The clinical efficacy and safety of a drug is determined by its molecular properties and targets in humans. However, proteome-wide evaluation of all compounds in humans, or even animal models, is challenging. In this study, we present an unsupervised pretraining deep learning framework, named ImageMol, pretrained on 10 million unlabelled drug-like, bioactive molecules, to predict molecular targets of candidate compounds. The ImageMol framework is designed to pretrain chemical representations from unlabelled molecular images on the basis of local and global structural characteristics of molecules from pixels. We demonstrate high performance of ImageMol in evaluation of molecular properties (that is, the drug’s metabolism, brain penetration and toxicity) and molecular target profiles (that is, beta-secretase enzyme and kinases) across 51 benchmark datasets. ImageMol shows high accuracy in identifying anti-SARS-CoV-2 molecules across 13 high-throughput experimental datasets from the National Center for Advancing Translational Sciences. Via ImageMol, we identified candidate clinical 3C-like protease inhibitors for potential treatment of COVID-19.

药物的临床疗效和安全性取决于其在人体中的分子特性和靶点。然而，对人类甚至动物模型中的所有化合物进行蛋白质组范围的评估具有挑战性。

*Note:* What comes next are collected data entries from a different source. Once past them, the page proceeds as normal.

Issue #546, opened 2020-05-12
Integrate DjangoORM into Autoreduction


ElliotAOram:
Issue raised by: [developer/user/project requirement]

### What?
* Identify sections that should use Django ORM
* Create sub issues for these:
* Replace sections of code with Django ORM 

### Where?
* To be identified

### How to test the issue is resolved
* Each section will be tested individually. The issue will be closed by removing `queue_processor.orm` `queue_processor.base` and the ORM in `queue_client`

PR #575, opened 2020-05-21
Django ORM manual submission

ElliotAOram:
### Summary of work
* Remove old way of accessing database in manual_submission
* Add function for retrieving reduction_runs in django db client

### How to test your work
* Attempt to manually submit a run already in the database using the manual_submission script.
* Ensure that it reaches the webapp / database successfully  

Part of #546

### DIFF
--- a/scripts/manual_operations/manual_submission.py
+++ b/scripts/manual_operations/manual_submission.py
@@ -20,7 +20,7 @@ from message.job import Message
 from utils.clients.connection_exception import ConnectionException
 from utils.clients.icat_client import ICATClient
 from utils.clients.queue_client import QueueClient
-from utils.clients.database_client import DatabaseClient
+from utils.clients.django_database_client import DatabaseClient
 
 
 def submit_run(active_mq_client, rb_number, instrument, data_file_location, run_number):
@@ -45,10 +45,11 @@ def submit_run(active_mq_client, rb_number, instrument, data_file_location, run_
     print("Submitted run: \r\n" + message.serialize(indent=1))
 
 
-def get_location_and_rb_from_database(database_client, run_number):
+def get_location_and_rb_from_database(database_client, instrument, run_number):
     """
     Retrieves a run's data-file location and rb_number from the auto-reduction database
     :param database_client: Client to access auto-reduction database
+    :param instrument: (str) the name of the instrument associated with the run
     :param run_number: The run number of the data to be retrieved
     :return: The data file location and rb_number, or None if this information is not
     in the database
@@ -57,29 +58,16 @@ def get_location_and_rb_from_database(database_client, run_number):
         print("Database not connected")
         return None
 
-    db_connection = database_client.connect()
-    location_query = f"""
-                    SELECT file_path
-                    FROM reduction_viewer_reductionlocation
-                    WHERE reduction_run_id = {run_number}
-                    """
-    location_result = db_connection.execute(location_query).fetchall()
-    if len(location_result) == 0:
+    reduction_run_records = database_client.get_reduction_run(instrument, run_number)
+
+    if not reduction_run_records:
         return None
 
-    rb_query = f"""
-                SELECT reduction_viewer_experiment.reference_number
-                FROM reduction_viewer_reductionrun
-                    JOIN reduction_viewer_experiment
-                    ON reduction_viewer_reductionrun.experiment_id = reduction_viewer_experiment.id
-                WHERE reduction_viewer_reductionrun.id = {run_number}
-                """
+    reduction_run_record = reduction_run_records.order_by('run_version').first()
+    data_location = reduction_run_record.data_location.first().file_path
+    experiment_number = reduction_run_record.experiment.reference_number
 
-    rb_result = db_connection.execute(rb_query).fetchall()
-    if len(rb_result) == 0:
-        return None
-
-    return location_result[0].file_path, rb_result[0].reference_number
+    return data_location, experiment_number
 
 
 def get_location_and_rb_from_icat(icat_client, instrument, run_number, file_ext):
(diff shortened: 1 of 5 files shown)


scripts/manual_operations/manual_submission.py
```diff
@@ -57,29 +54,16 @@ def get_location_and_rb_from_database(database_client, run_number):
...
 
-    rb_result = db_connection.execute(rb_query).fetchall()
-    if len(rb_result) == 0:
+    if not reduction_run_records:
         return None
 
-    return location_result[0].file_path, rb_result[0].reference_number
+    reduction_run_record = reduction_run_records.order_by('run_version').first()
+    data_location = reduction_run_record.data_location.first().file_path
+    experiment_number = reduction_run_record.experiment.reference_number
```
JEThompson97, line 64: Your first usage of `reduction_run_record` (ln 63) calls `first()`
Your second usage (ln 64) doesn't. Is this correct?

JEThompson97: Also, it is a bit difficult at first glance to distinguish `reduction_run_records` and `reduction_run_record`.
Do you think it's worth naming one a bit differently? e.g. just `run_record` for the singular?

scripts/manual_operations/manual_submission.py
```diff
@@ -143,8 +127,56 @@ def get_location_and_rb(database_client, icat_client, instrument, run_number, fi
     return get_location_and_rb_from_icat(icat_client, instrument, run_number, file_ext)
 
 
-def main():
-    """ File usage description, validation and running mechanism """
+def login_icat():
```
JEThompson97, line 130: Nice refactoring. This was getting a bit cumbersome in `main`

scripts/manual_operations/manual_submission.py
```diff
@@ -165,36 +197,29 @@ def main():
...
+        raise RuntimeError("Unable to proceed. Unable to connect to ICAT or Database. "
+                           "At least one connection is required to perform manual submission.")
+
+    activemq_client = login_queue()
 
     for run in run_numbers:
         location, rb_num = get_location_and_rb(database_client, icat_client, instrument, run, "nxs")
-        submit_run(activemq_client, rb_num, instrument, location, run)
+        if location and rb_num:
+            submit_run(activemq_client, rb_num, instrument, location, run)
```
JEThompson97, line 221: Perhaps an `else: print()` letting the user know run with location _x_ and rb_num _y_ wasn't found?

scripts/manual_operations/tests/test_manual_submission.py
```diff
@@ -156,3 +148,130 @@ def test_submit_run(self):
         self.sub_run_args[0].send.assert_called_with('/queue/DataReady',
                                                      message,
                                                      priority=1)
+
+    @patch('icat.Client')
```
JEThompson97, line 152: Shouldn't these be `icat.Client.__init__`? (i.e. mocking the init method rather than class)

scripts/manual_operations/tests/test_manual_submission.py
```diff
@@ -156,3 +148,130 @@ def test_submit_run(self):
...
+        Note: We mock the connect so it does not actual perform the connect (default pass)
+        """
+        actual = ms.login_database()
+        self.assertIsInstance(actual, DatabaseClient)
+
+    @patch('utils.clients.DatabaseClient.connect')
+    def test_database_login_invalid(self, mock_connect):
+        """
+        Test: None is returned
+        When: We are unable to log in via the client
```
JEThompson97, line 191: "via the **database** client"?

scripts/manual_operations/tests/test_manual_submission.py
```diff
@@ -156,3 +148,130 @@ def test_submit_run(self):
...
+        actual = ms.login_icat()
+        self.assertIsInstance(actual, ICATClient)
+        mock_connect.assert_called_once()
+
+    @patch('icat.Client')
+    @patch('utils.clients.ICATClient.connect')
+    def test_icat_login_invalid(self, mock_connect, _):
+        """
+        Test: None is returned
+        When: We are unable to log in via the client
```
JEThompson97, line 170: "via the **icat** client"?

scripts/manual_operations/tests/test_manual_submission.py
```diff
@@ -156,3 +148,130 @@ def test_submit_run(self):
...
+        Note: We mock the connect so it does not actual perform the connect (default pass)
+        """
+        actual = ms.login_queue()
+        self.assertIsInstance(actual, QueueClient)
+
+    @patch('utils.clients.QueueClient.connect')
+    def test_queue_login_invalid(self, mock_connect):
+        """
+        Test: An exception is raised
+        When: We are unable to log in via the client
```
JEThompson97, line 212: "via the **AMQ** client"?

scripts/manual_operations/tests/test_manual_submission.py
```diff
@@ -156,3 +148,130 @@ def test_submit_run(self):
...
+        """
+        con_exp = ConnectionException('Queue')
+        mock_connect.side_effect = con_exp
+        self.assertRaises(RuntimeError, ms.login_queue)
+
+    def test_submit_run_no_amq(self):
+        """
+        Test: That there is an early return
+        When: calling submit_run with active_mq as None
```
JEThompson97, line 221: "When: **Calling** submit_run"

utils/clients/tests/test_django_database_client.py
```diff
@@ -95,3 +95,26 @@ def test_get_instrument_invalid(self):
...
+    def test_get_reduction_run_valid(self):
+        """
+        Test: A ReductionRun record is returned
+        When: get_reduction_run is called with values that match a database record
+        """
+        mock_data_model = Mock()
+        client = DatabaseClient()
+        client.connect()
+        client.data_model = mock_data_model
+        client.get_reduction_run('GEM', 1)
```
JEThompson97, line 109: Should we test that the return value of this is something?

scripts/manual_operations/tests/test_manual_submission.py
ElliotAOram: Doesn't matter in this case as we only care about the raised exception from connect

utils/clients/tests/test_django_database_client.py
ElliotAOram: It's a mocked value, so it does not actually return anything. We don't want to use the real database as it will fail locally without the test database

在这项研究中，我们提出了一个名为 ImageMol 的无监督预训练深度学习框架，对 1000 万个未标记的类药物生物活性分子进行了预训练，以预测候选化合物的分子靶点。ImageMol 框架旨在根据来自像素的分子的局部和全局结构特征，从未标记的分子图像中预训练化学表征。我们展示了 ImageMol 在评估分子特性（即药物的代谢、脑渗透和毒性）和分子靶标概况（即，β-分泌酶和激酶）跨越 51 个基准数据集。ImageMol 在国家转化科学推进中心的 13 个高通量实验数据集中显示了识别抗 SARS-CoV-2 分子的高精度。通过 ImageMol，我们确定了用于潜在治疗 COVID-19 的候选临床 3C 样蛋白酶抑制剂。